Ratboys - GL - Albums - Reviews - Soundblab

Ratboys - GL

by Mark Moody Rating:8 Release Date:2018-02-23
Ratboys - GL
Ratboys - GL

Indie rock/folk band Ratboys return from last year’s excellent and tuneful GN (short for Good Night) album with a wisp of a four song EP titled GL (short for Good Luck - sorry all you accountants out there).  The primary band members are Julia Steiner (vocals/guitar) and David Sagan (guitar) who have been together almost ten years now but aren’t exactly prolific, though that seems to have changed of late.  In addition to an earlier album, the band released a split single with Dowsing last year as well as the sophomore LP.  Even though GL consists of outtakes from last year’s album, it shows a commitment to release new music and the band has been consistently touring as well.  Steiner’s sugary vocals and the tangle of her guitar with Sagan’s hearken back to the early college radio glory days of the late 80s/early 90s.  To be specific and after listening to them over the past year, the previous era band and album that comes most to mind is the early Matador gem of Bettie Serveert’s Palomine (see review in our Lost Classics section also published today).  Both bands benefit from a strong female vocalist, though at times they both verge on the earnestly frail giving an edge of authenticity.  The vocals are surrounded by a swirl of hooks, riffs and Crazy Horse style crunch of guitars in places that, particularly for today, serve as notice that guitar based rock is not dead.
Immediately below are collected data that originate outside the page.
PR #310, opened 2022-01-12
Fix graphql service name mapping

lachmatt:
## Why

GraphQL integration service name mapping should work similarly to other instrumentations.

## What

Use configured service name mapping in GraphQL instrumentation.
Annotations for modified files where missing.
Removal of redundant fallback.
Addition of CustomTestFramework for better visibility into tests (basically copied from other test project).

## Tests

Added in PR.

### DIFF
--- a/tracer/src/Datadog.Trace/Configuration/TracerSettings.cs
+++ b/tracer/src/Datadog.Trace/Configuration/TracerSettings.cs
@@ -42,9 +42,7 @@ namespace Datadog.Trace.Configuration
         {
             Environment = source?.GetString(ConfigurationKeys.Environment);
 
-            ServiceName = source?.GetString(ConfigurationKeys.ServiceName) ??
-                          // backwards compatibility for names used in the past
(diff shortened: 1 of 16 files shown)


tracer/src/Datadog.Trace/Configuration/TracerSettings.cs
```diff
@@ -42,9 +42,7 @@ public TracerSettings(IConfigurationSource source)
         {
             Environment = source?.GetString(ConfigurationKeys.Environment);
 
-            ServiceName = source?.GetString(ConfigurationKeys.ServiceName) ??
-                          // backwards compatibility for names used in the past
-                          source?.GetString("SIGNALFX_SERVICE_NAME");
+            ServiceName = source?.GetString(ConfigurationKeys.ServiceName);
```
lachmatt, line 45: fallback is redundant after recent key rename

pellared (approved):

PR #314, opened 2022-01-13
Manual instrumentation backwards compatibility

dszmigielski:
## Why

After the upstream rebase the manual instrumentation works differently than described in docs/manual-instrumentation.md.

## What

Bringing back the design on how manual instrumentation works from main branch

## Tests

New integration test was added, unit tests were added for new classes.
Also tested end-to-end scenario using built tracer on Windows (https://app.signalfx.com/#/apm/traces/33d094204fce91ec002268fd85a9109e).


tracer/src/Datadog.Trace/IDatadogOpenTracingTracer.cs
```diff
@@ -1,4 +1,4 @@
-﻿// <copyright file="IDatadogOpenTracingTracer.cs" company="Datadog">
+// <copyright file="IDatadogOpenTracingTracer.cs" company="Datadog">
```
pellared, line 1: `// Modified by SignalFx` comment missing 😄

tracer/src/Datadog.Trace/Tracer.cs
```diff
@@ -425,5 +427,21 @@ internal Task FlushAsync()
...
+            {
+                var signalFxOpenTracingAssembly = Assembly.Load(new AssemblyName("SignalFx.Tracing.OpenTracing, Version=0.2.0.0, Culture=neutral, PublicKeyToken=e43a27c2023d388a"));
+                var openTracingTracerFactoryType = signalFxOpenTracingAssembly.GetType("Datadog.Trace.OpenTracing.OpenTracingTracerFactory");
+                var methodInfo = openTracingTracerFactoryType.GetMethod("RegisterGlobalTracer");
+                object[] args = { instance };
+                methodInfo?.Invoke(obj: null, args);
+            }
+            catch (Exception ex)
+            {
+                Log.Warning(ex, "Unable to load OpenTracing helper library.");
```
pellared, line 443: This will be always reported if the client does not reference `OpenTracing` in his application.
A workaround is to add the `OpenTracing.dll` to our installers. It was an issue reported by one of our clients.

dszmigielski: Yep, is that a problem? I assume if they did not add `OpenTracing.dll` they are not using this, so it shouldn't matter for them.

pellared (changes requested):
Do not forget to test it end-to-end using the installers/packages at least for Windows and Ubuntu 😉

tracer/src/Datadog.Trace/Tracer.cs
dszmigielski: I don't mind, but I would rather just change it to the INFO and leave the message as it is.

pellared: `Unable to do something` may give a feeling that something is not fine. That is why I suggest rephrasing it.

dszmigielski: Well, it's not something I'm willing to stand for too hard, I don't mind changing it as long as others find it a good solution, too :)

dszmigielski: I have changed it to
```csharp
Log.Information(ex, "OpenTracing integration was not loaded.");
```
for now

tracer/src/Datadog.Trace/Tracer.cs
```diff
@@ -425,5 +427,21 @@ internal Task FlushAsync()
         {
             return TracerManager.AgentWriter.FlushTracesAsync();
         }
+
+        private static void RegisterGlobalTracer(Tracer instance)
+        {
+            try
+            {
+                var signalFxOpenTracingAssembly = Assembly.Load(new AssemblyName("SignalFx.Tracing.OpenTracing, Version=0.2.0.0, Culture=neutral, PublicKeyToken=e43a27c2023d388a"));
```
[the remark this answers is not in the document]
dszmigielski: 👍 done

tracer/src/Datadog.Trace.OpenTracing/OpenTracingScopeManager.cs
```diff
@@ -0,0 +1,30 @@
+// Modified by SignalFx
+using OpenTracing;
```
pellared, line 2: nit: can you add a blank line for consistency?

tracer/src/Datadog.Trace.OpenTracing/OpenTracingTracer.cs
```diff
@@ -18,7 +18,7 @@ internal class OpenTracingTracer : global::OpenTracing.ITracer
         private readonly Dictionary<string, ICodec> _codecs;
 
         public OpenTracingTracer(IDatadogOpenTracingTracer datadogTracer)
-            : this(datadogTracer, new global::OpenTracing.Util.AsyncLocalScopeManager())
+            : this(datadogTracer, new OpenTracingScopeManager(datadogTracer.ScopeManager))
```
pellared, line 21: can you please explain why we are changing this?

is it to support code like below?

```csharp
            var signalFxScope = _signalFxTracer.StartActive("testSpan");
            var openTracingScope = new OpenTracingScope((Scope)signalFxScope);
```

if so then do we need it? it is not documented in `manual-instrumentation.md` nor I cannot find it in https://github.com/signalfx/tracing-examples/tree/main/dotnet-manual-instrumentation

tracer/src/Datadog.Trace.OpenTracing/OpenTracingScopeManager.cs
```diff
@@ -0,0 +1,30 @@
+// Modified by SignalFx
```
Kielek, line 1:
```suggestion
// Modified by Splunk Inc.

```

tracer/src/Datadog.Trace.OpenTracing/OpenTracingScopeManager.cs
```diff
@@ -0,0 +1,30 @@
...
+        }
+
+        public global::OpenTracing.IScope Activate(global::OpenTracing.ISpan span, bool finishSpanOnDispose)
+        {
+            if (ScopeManager == null)
+            {
+                return null;
+            }
+
+            return new OpenTracingScope(ScopeManager.Activate(((OpenTracingSpan)span).Span, finishSpanOnDispose));
```
pjanotti, line 27: Do we need to worry if `span` is `null` here?

tracer/src/Datadog.Trace.OpenTracing/OpenTracingTracerFactory.cs
```diff
@@ -17,6 +18,8 @@ namespace Datadog.Trace.OpenTracing
     /// </summary>
     public static class OpenTracingTracerFactory
     {
+        private static readonly object Lock = new();
```
pjanotti, line 21: I don't think this lock is necessary: since we are dealing with the statics of OpenTracing for the registration I doubt that that code doesn't have a lock already - double check my assumption, please.

pjanotti: I took a quick look there and it seems protected, it also seems that `RegisterIfAbsent` is actually a better method to be called below, see https://github.com/opentracing/opentracing-csharp/blob/461c6edd7b4209fe353eea7b927dd7046986e2b8/src/OpenTracing/Util/GlobalTracer.cs#L75

pjanotti: Anyway, double check I looked at it very quickly.

tracer/src/Datadog.Trace.OpenTracing/OpenTracingScopeManager.cs
dszmigielski: As for how we are using it right now - nope

tracer/src/Datadog.Trace.OpenTracing/OpenTracingTracer.cs
dszmigielski: Well yeah, that's an overkill. I will revert that

tracer/src/Datadog.Trace.OpenTracing/OpenTracingTracerFactory.cs
```diff
@@ -45,6 +44,16 @@ public static class OpenTracingTracerFactory
...
         }
 
+        /// <summary>
+        /// Registers a Tracer as the global tracer, if unregistered.
+        /// </summary>
+        /// <param name="tracer">Existing SignalFx Tracer instance.</param>
+        /// <returns>True if the Tracer was successfully registered by this call, otherwise false.</returns>
+        public static bool RegisterGlobalTracer(Tracer tracer)
+        {
+            return GlobalTracer.RegisterIfAbsent(WrapTracer(tracer));
```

While the band described these four songs as outtakes, they sound fresh and thematically linked.  The title song is a briskly moving tell off to “a big hearted liar” who inflicted pain on not just Steiner, but her friend as well.  She doesn’t fully let him off the hook, but describes the offender as “a broken boy, and I know that it hurts”, all as Sagan fires echoey solos with pounding drums and guitar flares as the song closes.  Pedal steel flavors ‘You’ve Changed’ along with a folky loop of guitar.  The beautiful melody hides another broken relationship story with the nonchalant but cutting line “we’re happenstance and objectively boring”.  Not something you want to hear from your gal!

The fleeting march of ‘Figure’ is barely there and over in under two minutes, but it’s punchy and tuneful nonetheless.  The longest track here, ‘After School’ is split in two starting with gently tapped drums and chiming guitar as Steiner recalls an awkward school yard encounter.  But as she bends to tie her shoe the background swirls behind her subject.  The song breaks forth here to the EP's most energetic pace which is supplemented by a trumpet call.  Steiner’s question of “have you ever seen such Holy light” seems to build her confidence in a hoped for outcome, much as Bettie Serveert leader Carol van Dijk finds herself while watching the “yellow light on the crowd” in the quarter century old ‘Tom Boy’ - some things never change and hope springs eternal.

If you missed last year’s GN, it’s an essential companion and entry point to this worthwhile EP.  The line drawing of Sagan in a meditative state also makes a perfect bookend to GN's cover of Steiner.  It wouldn’t be a proper Edward R. Murrow sign-off after all without Good Night and Good Luck.